PROACTIVE_CONFLICT_SIM_THRESHOLD

Constant PROACTIVE_CONFLICT_SIM_THRESHOLD 

Source
pub const PROACTIVE_CONFLICT_SIM_THRESHOLD: f32 = 0.95;
Expand description

Cosine-similarity threshold above which a candidate is treated as a near-duplicate for the purpose of proactive_conflict_check.

Empirically tuned for the MiniLM-L6-v2 / Nomic embedder pair: rows whose (title, content) paraphrase the query at this level are already considered “the same memory” by the existing duplicate machinery (DUPLICATE_THRESHOLD_DEFAULT sits at 0.85 for the merge-suggestion surface). 0.95 is the stricter “this is the same fact, restated” bar; combined with the textual contradiction signal below, we surface only writes that proactively conflict with an established near-duplicate.

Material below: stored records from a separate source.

PR #81, opened 2024-02-06
[feat]: Add private IP on Linodes and add control plane nodes to NodeBalancer backend nodes

AshleyDumaine:
We need to enable private IPs on created Linodes in order to add control plane nodes to the NodeBalancer. 
This change will add any new control plane nodes to the NB backend automatically which does eventually go to "up" on the status check in Cloud Manager.

### DIFF
--- a/cloud/services/loadbalancers.go
+++ b/cloud/services/loadbalancers.go
@@ -208,15 +208,13 @@ func DeleteNodeFromNB(
 		return nil
 	}
 
+	if machineScope.LinodeMachine.Spec.InstanceID == nil {
+		return errors.New("no InstanceID")
+	}
+
 	linodeNBConfig, err := GetNodeBalancerConfig(ctx, clusterScope, logger)
 	if util.IgnoreLinodeAPIError(err, http.StatusNotFound) != nil || linodeNBConfig == nil {
 		logger.Error(err, "Failed to get Node Balancer config")
-
-		return err
-	}
-
-	if machineScope.LinodeMachine.Spec.InstanceID == nil {
-		err = errors.New("no InstanceID")
 
 		return err
 	}
--- a/cloud/services/loadbalancers.go
+++ b/cloud/services/loadbalancers.go
@@ -13,11 +13,14 @@ import (
 	"github.com/linode/cluster-api-provider-linode/cloud/scope"
 	"github.com/linode/cluster-api-provider-linode/util"
 	"github.com/linode/linodego"
+	kutil "sigs.k8s.io/cluster-api/util"
 )
 
 var (
 	defaultLBPort = 6443
 )
+
+const expectedIPV4Count = 2
 
 // CreateNodeBalancer creates a new NodeBalancer if one doesn't exist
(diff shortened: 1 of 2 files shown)


cloud/services/loadbalancers.go
```diff
@@ -102,11 +109,125 @@ func CreateNodeBalancerConfig(ctx context.Context, clusterScope *scope.ClusterSc
...
+	linodeInstance *linodego.Instance,
+) error {
+	// Update the NB backend with the new instance if it's a control plane node
+	if !kutil.IsControlPlaneMachine(machineScope.Machine) {
+		return nil
+	}
+	// Get the private IP that was assigned
+	ips := linodeInstance.IPv4
+	if len(ips) < expectedIPV4Count {
+		err := errors.New("no private IP address")
```
avestuk, line 165: Are we able to assert that there's no private IP address if we have fewer than 2 addresses? Is it also possible that the only address in the machine spec is a private IP?

AshleyDumaine: I don't think that should be possible to have an instance created without a public IP, but to be safe I can add another [API call](https://pkg.go.dev/github.com/linode/linodego#Client.GetInstanceIPAddresses) to actually return the IPs explicitly for public vs private

avestuk: I'm pretty sure you can do it if you provision a Linode inside a VPC. 

The *net.IP struct has an IsPrivate() method that you can use to determine public vs private. That should work for the VPC address ranges too.

AshleyDumaine: Ah gotcha. I switched to just getting the private address(es) for the instance instead of checking each IP in the range of assigned addresses  for the instance.

avestuk (approved):

avestuk (approved):

cloud/services/loadbalancers.go
```diff
@@ -102,11 +107,129 @@ func CreateNodeBalancerConfig(ctx context.Context, clusterScope *scope.ClusterSc
...
+		return err
+	}
+	if len(addresses.IPv4.Private) == 0 {
+		err := errors.New("no private IP address")
+		logger.Error(err, "no private IPV4 addresses set for LinodeInstance")
+
+		return err
+	}
+
+	linodeNBConfig, err := GetNodeBalancerConfig(ctx, clusterScope, logger)
```
eljohnson92, line 174: would it be helpful to store the `NodeBalancerConfigID` as a status on the cluster so we can save ourselves a API call for these operations?

AshleyDumaine: Yeah, sounds good to me 👍

eljohnson92 (approved):

cloud/services/loadbalancers.go
AshleyDumaine: Just to follow-up here, I think more refactoring work is needed to make this change (how we store NB IDs and default the port, potentially needing a defaulting admission webhook for the network config). I've put those changes into a different branch to make a follow-up PR addressing those later on.

Issue #76, opened 2024-02-01
os.Exit() call drops last log message


mhmxs:
It is hard to identify errors in `main`, because the system doesn't have enough time to flush logs.

https://github.com/linode/cluster-api-provider-linode/blob/1bfa6dc02aebd64984cae98d48e8ebee943f0c99/cmd/main.go#L61

cbzzz:
I think the issue was with that one specific error message gets called before the `setupLogger` is setup [here](https://github.com/linode/cluster-api-provider-linode/blob/1bfa6dc02aebd64984cae98d48e8ebee943f0c99/cmd/main.go#L82). Please let me know if https://github.com/linode/cluster-api-provider-linode/pull/82 fixes your issue.

PR #80, opened 2024-02-05
Basic E2E test for machine controller

mhmxs:
At the time of this PR repo secrets are not available on forked repos, so this PR is a replication of https://github.com/linode/cluster-api-provider-linode/pull/71

> Some small bugfixes came around the test execution itself, so business logic didn't change compare to the original PR.

PR #82, opened 2024-02-06
fixup! Missing LINODE_TOKEN error message

cbzzz:
# Description
Addresses: https://github.com/linode/cluster-api-provider-linode/issues/76#issue-2111484116

# Notes
I'm not sure we should be using a global `LINODE_TOKEN` for the operator (and all it's managed workload clusters) here. We should allow workload clusters to specify the Linode account in which to provision its resources.

### DIFF
--- a/cmd/main.go
+++ b/cmd/main.go
@@ -55,17 +55,16 @@ func init() {
 }
 
 func main() {
-	linodeToken := os.Getenv("LINODE_TOKEN")
-	if linodeToken == "" {
-		setupLog.Error(errors.New("failed to get LINODE_TOKEN environment variable"), "unable to start operator")
-		os.Exit(1)
-	}
+	var (
+		// Environment variables
+		linodeToken string = os.Getenv("LINODE_TOKEN")
 
-	var machineWatchFilter string
-	var clusterWatchFilter string
-	var metricsAddr string
-	var enableLeaderElection bool
-	var probeAddr string
+		machineWatchFilter   string
+		clusterWatchFilter   string
+		metricsAddr          string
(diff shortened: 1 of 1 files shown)


mhmxs (approved):
It makes sense, lots of other project uses `setupLog` in the same way.

eljohnson92:
@mhmxs is it expected that the e2e-test failure just because the test is coming from a fork?

cbzzz:
@mhmxs It seems like the E2E test doesn't have the LINODE_TOKEN environment variable set. Is this expected? Thanks!

https://github.com/linode/cluster-api-provider-linode/actions/runs/7805739210/job/21292435053#step:7:346

AshleyDumaine:
@cbzzz I think you would need to set the LINODE_TOKEN secret on your fork for GHA to pass: https://github.com/linode/cluster-api-provider-linode/blob/main/.github/workflows/build_test_ci.yml#L139C35-L139C47

mhmxs:
> Is this expected?

@cbzzz I our current setup: Yes

mhmxs:
> set the LINODE_TOKEN

@cbzzz @AshleyDumaine keep in mind, that test execution should cost money. At the time of this we don't have any tests, but this should change soon: https://github.com/linode/cluster-api-provider-linode/pull/80

eljohnson92:
I think there is a larger discussion about when we want to run these e2e tests but I don't think that should be blocking on this PR. I'm good to merge as is if there are no other comments

eljohnson92 (approved):

AshleyDumaine (approved):

PR #83, opened 2024-02-06
Machine e2e test with bring your own VPC

mhmxs:
This test suit creates a VPC via raw APi call, and uses the created VPC as a target of Linode machine creation.

Related to: https://github.com/linode/cluster-api-provider-linode/issues/7


e2e/Makefile
```diff
@@ -1,5 +1,20 @@
-runTestCase:
-	@T="$$(KUBECONFIG="$$ROOT_DIR/kubeconfig" kuttl test --timeout 300 --skip-delete --namespace "$$NAMESPACE" "$$TC" 2>&1)" ;\
+ROOT_DIR ?= $(shell git rev-parse --show-toplevel)
+TARGET_API ?= api.linode.com
+TARGET_API_VERSION ?= v4beta
+
```
luthermonson, line 4: i think you need `$(KUTTL)` and `$(ENVSUBST)` which points to the local ./bin dir of downloaded binaries, this looks like you're assuming those are already in your path

mhmxs: @luthermonson you are right, e2e test related makefile tasks expect a well configured developement environment. Anyway This is not related to the PR, but do you prefer any reproducable environment like [Nix](https://nixos.org/)?

eljohnson92: We have been using devbox in some other projects which generally works very nicely. if we want to consider that for this as well I can create an issue and propose an update to support  it

mhmxs:
@eljohnson92 @avestuk i rebased this change to main. Please take a look.

avestuk (approved):

PR #84, opened 2024-02-06
[tweak]: refactoring CRDs for spec vs status

AshleyDumaine:
This shuffles some fields around since `*ID` fields should belong in the Status instead of the Spec for `LinodeMachines` and `LinodeClusters`.
This additionally stores the created NB Config ID on the `LinodeCluster` to save us an API call (follow-up from #81).


api/v1alpha1/linodemachine_types.go
```diff
@@ -28,13 +28,6 @@ import (
 
 // LinodeMachineSpec defines the desired state of LinodeMachine
 type LinodeMachineSpec struct {
-	// ProviderID is the unique identifier as specified by the cloud provider.
-	// +optional
-	ProviderID *string `json:"providerID,omitempty"`
```
eljohnson92, line 33: https://cluster-api.sigs.k8s.io/developer/providers/machine-infrastructure I think at least ProviderID at least needs to stay in the spec

mhmxs: It was weird for me too, I also wanted to put `ProviderID` and `InstanceID` to status, but it seems spec is the official way :(

PR #90, opened 2024-02-08
fix: reconciliation spam for controllers 

cbzzz:
fix: Stop controllers from constantly reconciling their objects due to overly-aggressive patching in `cloud/scope.AddFinalizer` methods

### DIFF
--- a/cloud/scope/cluster.go
+++ b/cloud/scope/cluster.go
@@ -91,9 +91,12 @@ func (s *ClusterScope) Close(ctx context.Context) error {
 	return s.PatchObject(ctx)
 }
 
-// AddFinalizer adds a finalizer and immediately patches the object to avoid any race conditions
+// AddFinalizer adds a finalizer if not present and immediately patches the
+// object to avoid any race conditions.
 func (s *ClusterScope) AddFinalizer(ctx context.Context) error {
-	controllerutil.AddFinalizer(s.LinodeCluster, infrav1alpha1.GroupVersion.String())
+	if controllerutil.AddFinalizer(s.LinodeCluster, infrav1alpha1.GroupVersion.String()) {
+		return s.Close(ctx)
+	}
 
-	return s.Close(ctx)
+	return nil
 }
--- a/cloud/scope/machine.go
+++ b/cloud/scope/machine.go
@@ -85,11 +85,14 @@ func (s *MachineScope) Close(ctx context.Context) error {
 	return s.PatchObject(ctx)
 }
 
-// AddFinalizer adds a finalizer and immediately patches the object to avoid any race conditions
+// AddFinalizer adds a finalizer if not present and immediately patches the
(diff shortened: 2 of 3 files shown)


api/v1alpha1/linodevpc_types.go
```diff
@@ -34,8 +34,6 @@ type LinodeVPCSpec struct {
 	// +kubebuilder:validation:XValidation:rule="self == oldSelf",message="Value is immutable"
 	// +optional
 	Label string `json:"label,omitempty"`
-	// +optional
-	Description string `json:"description,omitempty"`
```
mhmxs, line 38: The VPC object has `description` fireld: https://github.com/linode/linodego/blob/0bd0c941538822724dbd5cd23c990c9ac7717b17/vpc.go#L25 why we need to delete it?

cloud/scope/cluster.go
```diff
@@ -91,9 +91,11 @@ func (s *ClusterScope) Close(ctx context.Context) error {
...
 }
 
-// AddFinalizer adds a finalizer and immediately patches the object to avoid any race conditions
+// AddFinalizer adds a finalizer if not present and immediately patches the
+// object to avoid any race conditions.
 func (s *ClusterScope) AddFinalizer(ctx context.Context) error {
-	controllerutil.AddFinalizer(s.LinodeCluster, infrav1alpha1.GroupVersion.String())
-
-	return s.Close(ctx)
+	if controllerutil.AddFinalizer(s.LinodeCluster, infrav1alpha1.GroupVersion.String()) {
```
AshleyDumaine, line 97: Can we add a comment here and on the other files explaining we only do Close if the finalizer was actually updated?

api/v1alpha1/linodevpc_types.go
cbzzz: Ah, thanks! I must have missed that. I thought the field was completely unused.

AshleyDumaine:
I've confirmed there is _much_ less spam in the CAPI-linode-controller logs with this change, namely, reconciles on updates are not being spammed for LinodeMachines when creating a Cluster. I'm not 100% sure we need the predicates for the VPC, but the changes around `Close` only if the finalizer changed seems to have helped. 🎉

cbzzz:
> I've confirmed there is _much_ less spam in the CAPI-linode-controller logs with this change, namely, reconciles on updates are not being spammed for LinodeMachines when creating a Cluster. I'm not 100% sure we need the predicates for the VPC, but the changes around `Close` only if the finalizer changed seems to have helped. 🎉

I'm fine with removing the Updates predicates until we know we actually need them.

eljohnson92:
can we limit this scope to just the patching parts since it looks like that is enough to fix the spamming of reconciling

eljohnson92 (approved):

AshleyDumaine (approved):

PR #93, opened 2024-02-08
fixup! e2e: Support echo on darwin

bcm820:
See https://github.com/linode/cluster-api-provider-linode/pull/80#discussion_r1483123483

By default, kuttl uses `sh` native to the OS, and Mac's builtin echo does not support passing `-n`.


e2e/Makefile
```diff
@@ -31,7 +31,7 @@ renderTestCase:
 	@D="$$(mktemp -d)" ;\
 	mkdir -p "$$D/case" ;\
 	$(BIN_DIR)/envsubst -i "$$TPL" -o "$$D/case/00-case.yaml" ;\
-	echo -n "$$D"
+	echo "$$D\c"
```
AshleyDumaine, line 34: this works on my mac but I see a literal \c on my linux VM. Could we instead do `printf "$$D\n"`? That seems consistent on both

AshleyDumaine (approved):
LGTM, works on both Linux and Mac for me 👍

PR #95, opened 2024-02-08
wait until after delete step to check that linodeCluster still exists

eljohnson92:
This PR fixes an issue where checking for a cluster existing happens while stuff is in the process of deleting and some resources don't get deleted. just move the check until after we validate if we are doing a delete operation. this also changes the tagging in cloud manager to be based on cluster `name` instead of `uuid` for easier readability.

### DIFF
--- a/cloud/services/loadbalancers.go
+++ b/cloud/services/loadbalancers.go
@@ -177,6 +177,12 @@ func DeleteNodeFromNB(
 		return errors.New("no InstanceID")
 	}
 
+	if machineScope.LinodeCluster.Spec.ControlPlaneEndpoint.Host == "" {
+		logger.Info("NodeBalancer already deleted, no NodeBalancer backend Node to remove")
+
+		return nil
+	}
+
 	err := machineScope.LinodeClient.DeleteNodeBalancerNode(
 		ctx,
 		machineScope.LinodeCluster.Spec.Network.NodeBalancerID,
--- a/controller/linodemachine_controller.go
+++ b/controller/linodemachine_controller.go
@@ -163,18 +163,6 @@ func (r *LinodeMachineReconciler) Reconcile(ctx context.Context, req ctrl.Reques
 	}
 
 	linodeCluster := &infrav1alpha1.LinodeCluster{}
-	linodeClusterKey := client.ObjectKey{
-		Namespace: linodeMachine.Namespace,
-		Name:      cluster.Spec.InfrastructureRef.Name,
-	}
-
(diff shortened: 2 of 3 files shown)


cloud/services/loadbalancers.go
```diff
@@ -177,6 +177,12 @@ func DeleteNodeFromNB(
 		return errors.New("no InstanceID")
 	}
 
+	if machineScope.LinodeCluster.Spec.ControlPlaneEndpoint.Host == "" {
+		logger.Info("NodeBalancer already deleted, no NodeBalancer config to delete")
```
AshleyDumaine, line 181:
```suggestion
		logger.Info("NodeBalancer already deleted, no NodeBalancer backend Node to remove")
```

AshleyDumaine (approved):
Tested locally and works for me 👍

controller/linodemachine_controller.go
```diff
@@ -258,6 +246,19 @@ func (r *LinodeMachineReconciler) reconcile(
...
+		Namespace: machineScope.LinodeMachine.Namespace,
+		Name:      machineScope.Cluster.Spec.InfrastructureRef.Name,
+	}
+
+	if err = r.Client.Get(ctx, linodeClusterKey, machineScope.LinodeCluster); err != nil {
+		if err = client.IgnoreNotFound(err); err != nil {
+			logger.Error(err, "Failed to fetch Linode cluster")
+		}
+
+		return ctrl.Result{}, err
```
avestuk, line 259: I hate being put in this position where I'm advocating for naked returns... but we're using naked returns in the majority of places in this function. @AshleyDumaine snuck one past me in Create but I think we should be consistent. 

I think that we need the named returns in order to handle the event creation on errors, so we should keep these returns in their birthday suits.

mhmxs: Programmatically correct, because `if err = r.Client.Get` uses the original error, so we do not defer one error and return another.

avestuk: That is true, this is purely a style question. I can also see that it's not really particularly important I just think that using named returns is somewhat jarring anyway so I'd prefer that we keep it very consistent inside functions where we are using named returns. 

I would add that this is not a hill I wish to die on.

mhmxs: > keep it very consistent

Totally agree. Empty returns are markers/hints that the function does something different. In our case, it enforces update of the status.

eljohnson92: changed the return to an empty return

avestuk (approved):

Known miss class (pre-existing; deliberately unchanged by the #1579 A5 remediation): genuine paraphrases can embed just BELOW this bar — the P2-audit probe pair (“deadline is june 15” vs “deadline is june 22” in otherwise-identical sentences) scored 0.945 cosine on the release MiniLM and is therefore not detected. Safe direction for an advisory gate (the write is ALLOWED; nothing is wrongly refused); lowering the bar instead would re-open the false-409 epidemic the PROACTIVE_CONFLICT_CONTENT_JACCARD_FLOOR corroboration exists to close. The deeper detect_contradiction tooling remains the surface for sub-threshold contradictions.